Collected data entries
============

PR #119, opened 2016-05-27
Handle create local tracks errors better

tsareg:
Following changes are introduced:

- JitsiMeetJS.createLocalTracks is now rejected with JitsiTrackError instance, not a string
- Introduced JitsiTrackError class that is inherited from base JavaScript Error class, so ```"name"```, ```"message"``` and ```"stack"``` properties are available. For GUM-related errors, exposes additional ```"gum"``` property, which is an object with following properties:
  - error - original GUM error
  - constraints - GUM constraints object used for the call
  - devices - array of devices requested in GUM call (possible values - "audio", "video", "screen", "desktop")
- Changed the format of how JitsiTrackError instances are logged to callstats
- JitsiTrackError is exposed to global scope as ```JitsiMeetJS.JitsiTrackError```
- callstats are now initialized as soon as we have JingleSessionPC instance, do not wait for XMPPEvents.PEERCONNECTION_READY, as it may never happen in case if user doesn't have or denied permission to both camera and microphone.
-  new JitsiTrackErrors types introduced:
  - JitsiTrackErrors.CHROME_EXTENSION_GENERIC_ERROR
  - JitsiTrackErrors.PERMISSION_DENIED
  - JitsiTrackErrors.NOT_FOUND
  - JitsiTrackErrors.CONSTRAINT_FAILED
- API.md document updated with changes

### DIFF
--- a/modules/RTC/ScreenObtainer.js
+++ b/modules/RTC/ScreenObtainer.js
@@ -210,30 +210,23 @@ var ScreenObtainer = {
                                 streamCallback, failCallback);
                         }, 500);
                     },
-                    function (arg) {
-                        var msg = "Failed to install the extension from "
-                            + getWebStoreInstallUrl(self.options);
-
-                        logger.log(msg, arg);
-
-                        failCallback(new JitsiTrackError(
-                            JitsiTrackErrors
-                                .CHROME_EXTENSION_INSTALLATION_ERROR,
-                            msg
-                        ));
-                    }
+                    handleExtensionInstallationError
                 );
             } catch(e) {
-                var msg = "Failed to install the extension from "
-                    + getWebStoreInstallUrl(self.options);
-
-                logger.log(msg, e);
-
-                failCallback(new JitsiTrackError(
-                    JitsiTrackErrors.CHROME_EXTENSION_INSTALLATION_ERROR,
-                    msg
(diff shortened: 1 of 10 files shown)


modules/RTC/ScreenObtainer.js
```diff
@@ -208,23 +211,28 @@ var ScreenObtainer = {
...
-                });
+                var msg = "Failed to install the extension from "
+                    + getWebStoreInstallUrl(self.options);
+
+                logger.log(msg, e);
+
+                failCallback(new JitsiTrackError(
+                    JitsiTrackErrors.CHROME_EXTENSION_INSTALLATION_ERROR,
+                    msg
+                ));
```
lyubomir: Aren't these 9 lines the same as the 9 lines that are 3 lines above them and that are conveniently wrapped into an anonymous function?

tsareg: Thanks for pointing this out, will fix.

tsareg:
@lyubomir did changes according to your review

lyubomir:
I've 'cloned' this PR into https://github.com/jitsi/lib-jitsi-meet/pull/124 so that I have (1) push access and (2) automatic PR testing.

============

Return exactly what appears above, from the first line of the entries to the line with "- JitsiTrackError is", inclusive.

PR #119, opened 2016-05-27
Handle create local tracks errors better

tsareg:
Following changes are introduced:

- JitsiMeetJS.createLocalTracks is now rejected with JitsiTrackError instance, not a string
- Introduced JitsiTrackError class that is inherited from base JavaScript Error class, so ```"name"```, ```"message"``` and ```"stack"``` properties are available. For GUM-related errors, exposes additional ```"gum"``` property, which is an object with following properties:
  - error - original GUM error
  - constraints - GUM constraints object used for the call
  - devices - array of devices requested in GUM call (possible values - "audio", "video", "screen", "desktop")
- Changed the format of how JitsiTrackError instances are logged to callstats
- JitsiTrackError is exposed to global scope as ```JitsiMeetJS.JitsiTrackError```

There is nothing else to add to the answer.